→ Dataset

PR #252, opened 2024-08-19
feat: regular pings for boltz ws

jackstar12:


boltz/ws.go
```diff
@@ -85,6 +80,31 @@ func (boltz *Websocket) Connect() error {
...
+		logger.Silly("Received pong")
+		return setDeadline()
+	})
+
+	go func() {
+		ticker := time.NewTicker(pingInterval)
+		defer ticker.Stop()
+		for range ticker.C {
+			// wont wait longer for writing then for the response
+			err := conn.WriteControl(websocket.PingMessage, []byte(pingMessage), time.Now().Add(pongWait))
```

→ Exercise objective
All entries are to be copied exactly as they read.

→ Output for this task
PR #252, opened 2024-08-19
feat: regular pings for boltz ws

jackstar12:


boltz/ws.go
```diff
@@ -85,6 +80,31 @@ func (boltz *Websocket) Connect() error {
...
+		logger.Silly("Received pong")
+		return setDeadline()
+	})
+
+	go func() {
+		ticker := time.NewTicker(pingInterval)
+		defer ticker.Stop()
+		for range ticker.C {
+			// wont wait longer for writing then for the response
+			err := conn.WriteControl(websocket.PingMessage, []byte(pingMessage), time.Now().Add(pongWait))
```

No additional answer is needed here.